__GOAL OF THE EXERCISE__
All lines of the material below that include the string "function" are to be copied.

__INFORMATION PROVIDED__
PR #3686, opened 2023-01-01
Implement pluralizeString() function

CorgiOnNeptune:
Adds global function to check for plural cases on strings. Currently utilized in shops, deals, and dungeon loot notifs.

__ANSWER__
Implement pluralizeString() function
Adds global function to check for plural cases on strings. Currently utilized in shops, deals, and dungeon loot notifs.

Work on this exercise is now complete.